This is my own classic recipe of Whole Wheat Oatmeal Bread. I have been making this bread for over 10 years now. It is nutritious and supplies much needed fiber, along with some vitamins and minerals. It is also low in fat and calories until, of course, it’s slathered with lots of real butter. For those who are trying to get family members to switch to whole wheat bread over white, this is definitely the recipe that will win them over. Many recipes for whole wheat bread produce heavy compact loaves. This recipe, however, produces light airy loaves with a crisp crust. In the event there are leftovers, the bread keeps well in an airtight bag for several days; it makes incredible toast and sandwiches.
I hope you enjoy as much as I have over the years!

Dough1 2/3 cups water
1/2 cup dry milk
2/3 cup rolled oats
2 cups whole wheat flour
1 1/3 cups white flour
1/3 cup honey
3 tablespoons butter
2 teaspoons salt
1 tablespoon yeast
Topping1 egg
Oatmeal, for sprinkling
1. Place the dough ingredients in the order given in the pan of the automatic bread machine.
2. Turn the machine to the dough cycle.
3. After 10 minutes, check the dough to make sure it is forming a soft ball.
4. If it is too soft, add a little more whole wheat flour; if it is too stiff, add a little more water and start the cycle over.

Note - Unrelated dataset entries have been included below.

PR #20, opened 2023-01-16
[GOD-2285] Camera: clearer UI about microphone injection

guillaume-roche:
## Description

Some customers do want to use microphone injection. It happens that our camera feature injects both webcam and microphone into the virtual device, but the UI is only about camera.

- Added icons to show that it enables both camera and microphone when `options.microphone` is `true`.
- Update tooltip accordingly.
- Update README: add missing `microphone` option.
- Tested locally with both values for the `microphone` option. Also checked dark and light modes.

image

## Type of change

## Checklist


JulienBolard (changes requested):
This is not available on SaaS. We need to keep the old behavior / look n feel for it

guillaume-roche:
> This is not available on SaaS. We need to keep the old behavior / look n feel for it

Ah right, I missed the `microphone`. Added a commit to take it into account. Also tested with both values for this option.

cmajed (approved):

agavignet (approved):

JulienBolard (approved):

PR #21, opened 2023-01-30
Fix network widget elements duplicated

cmajed:
This is due to the fact redis messages are received after reboot while the widget is already created and did not rendered from scratch To avoid such behaviour we add 2 boolean variable to check if the mobile throttling ans 5G enabling/disabling operation was already done or not.

## Description

Please include a summary of the change and which issue is fixed if any. Please also include relevant motivation and context (a screenshot is appreciated).

Fixes #<issue>

## Type of change

## Checklist

### DIFF
--- a/src/plugins/Network.js
+++ b/src/plugins/Network.js
@@ -37,6 +37,14 @@ module.exports = class Network extends OverlayPlugin {
         this.renderToolbarButton();
         this.renderWidget();
 
+        /*
+         * Redis message for enabling/disabling mobile throttling and 5G support
+         * could be sent without rendering the widget from srach
+         * to avoid recreation of widget elements, check this parameters before.
+         */
+        this.mobileThrottlingManaged = false;
+        this.network5Gmanaged = false;
+
         this.wifiInputChecked = true;
         this.mobileInputChecked = true;
 
@@ -60,6 +68,10 @@ module.exports = class Network extends OverlayPlugin {
     }
 
     enableMobileThrottling() {
+        if (this.mobileThrottlingManaged) {
+            return;
+        }
+
         this.mobilethrottling = true;
         // Add wifi checkbox
         const wifiGroup = document.createElement('div');
@@ -133,9 +145,15 @@ module.exports = class Network extends OverlayPlugin {
             });
 
         this.updateMobileSectionStatus();
+
+        this.mobileThrottlingManaged = true;
     }
 
     disableMobileThrottling() {
+        if (this.mobileThrottlingManaged) {
+            return;
+        }
+
         this.mobilethrottling = false;
 
         // Generate input rows for network profiles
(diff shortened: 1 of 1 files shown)


src/plugins/Network.js
```diff
@@ -37,6 +37,14 @@ module.exports = class Network extends OverlayPlugin {
         this.renderToolbarButton();
         this.renderWidget();
 
+        /*
+         * Redis message for enabling/disabling mobile throttling and 5G support
+         * could be sent without rendering the widget from srach
+         * to avoid recreation of widget elements, check this parameters before.
+         */
+        this.mobileThrottlingManaged = false;
+        this.network5Gmanaged = false;
```
guillaume-roche, line 46: Maybe like this, as it seems a clearer wording to me:
```suggestion
        this.mobileThrottlingConfigured = false;
        this.network5GConfigured = false;
```

guillaume-roche (commented):
Looks good, just had one comment.

c-quenin (approved):

src/plugins/Network.js
```diff
@@ -37,6 +37,14 @@ module.exports = class Network extends OverlayPlugin {
         this.renderToolbarButton();
         this.renderWidget();
 
+        /*
+         * Redis message for enabling/disabling mobile throttling and 5G support
+         * could be sent without rendering the widget from srach
+         * to avoid recreation of widget elements, check this parameters before.
```
JulienBolard, line 43: these parameters

src/plugins/Network.js
```diff
@@ -151,16 +169,28 @@ module.exports = class Network extends OverlayPlugin {
                 this.selectProfile.add(option);
             });
         this.profileInputs.appendChild(this.selectProfile);
+
+        this.mobileThrottlingConfigured = true;
     }
 
     enable5G() {
+        if (this.network5GConfigured) {
```
JulienBolard, line 177: Why don't you just check for existing option 'profile.name', and avoid the addition if it is already present?

src/plugins/Network.js
```diff
@@ -37,6 +37,14 @@ module.exports = class Network extends OverlayPlugin {
         this.renderToolbarButton();
         this.renderWidget();
 
+        /*
+         * Redis message for enabling/disabling mobile throttling and 5G support
+         * could be sent without rendering the widget from srach
+         * to avoid recreation of widget elements, check this parameters before.
+         */
+        this.mobileThrottlingConfigured = false;
```
JulienBolard, line 45: using mobileThrottlingEnabled and network5GEnabled, you would be able to have a more future proof behavior by being able to toggle them dynamically. Here you are stuck with a configuration, and not able to modify widget dynamically. (when configuration would have change on the device for example)

src/plugins/Network.js
cmajed: 5G is always preset in mobile profile list we add it to the selector only if the enable5G method is triggered.

guillaume-roche (approved):

JulienBolard (approved):
I don't like this hack, but so be it

PR #36, opened 2023-07-24
Fix unmute popup

pgivel:
## Description

Update unmute popup:
- ~~make it clickable too (since the cursor suggests this anyway)~~ in fact, make the whole window clickable
- add i18n for this popup

This could probably be merged in the main branch too.

## Type of change

## Checklist

### DIFF
--- a/src/DeviceRenderer.js
+++ b/src/DeviceRenderer.js
@@ -564,7 +564,7 @@ module.exports = class DeviceRenderer {
                     this.dispatchEvent('video', {msg: 'play automatically allowed without sound'});
                     const popup = document.createElement('div');
                     popup.classList.add('gm-click-to-unmute');
-                    popup.innerHTML = 'By default, the sound has been turned off, '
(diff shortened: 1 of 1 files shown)


JulienBolard (approved):
This needs to be tested in SaaS and PaaS as adding the listener on the window globally could be a problem.

pgivel:
> This needs to be tested in SaaS and PaaS as adding the listener on the window globally could be a problem.

You're right, I am currently testing this on the SaaS webapp (I don't have the setup for PaaS, I'll talk about this with Jérémy). However I think it is quite safe since we remove the listener as soon as it was called once.

pgivel:
@JulienBolard I'm currently still testing on PaaS, but with SaaS the new behaviour looks OK to me:
The whole UI is still usable as normal when the click-to-unmute popup is visible; clicking **anywhere** will close the popup (even on a UI element, and that UI element will behave as normal)

jparez (approved):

5. When the cycle is finished, transfer the dough to a lightly floured pastry cloth.
6. Divide dough in half.
7. Roll each half into a square about 9 x 9".
8. Roll up tightly and pinch the seam together.
9. Pinch the seam on both sides and place in two standard bread pans that have been sprayed with non-stick spray.
10. Let rise in a warm place until almost doubled in bulk.
11. When the loaves are almost risen, preheat the oven to 375°.
12. Beat the egg until frothy; brush the tops of the loaves with the egg.
13. Sprinkle with a little oatmeal.
14. Bake for 35-40 minutes or until hollow sounding when tapped.
15. Remove from the oven to cooling racks.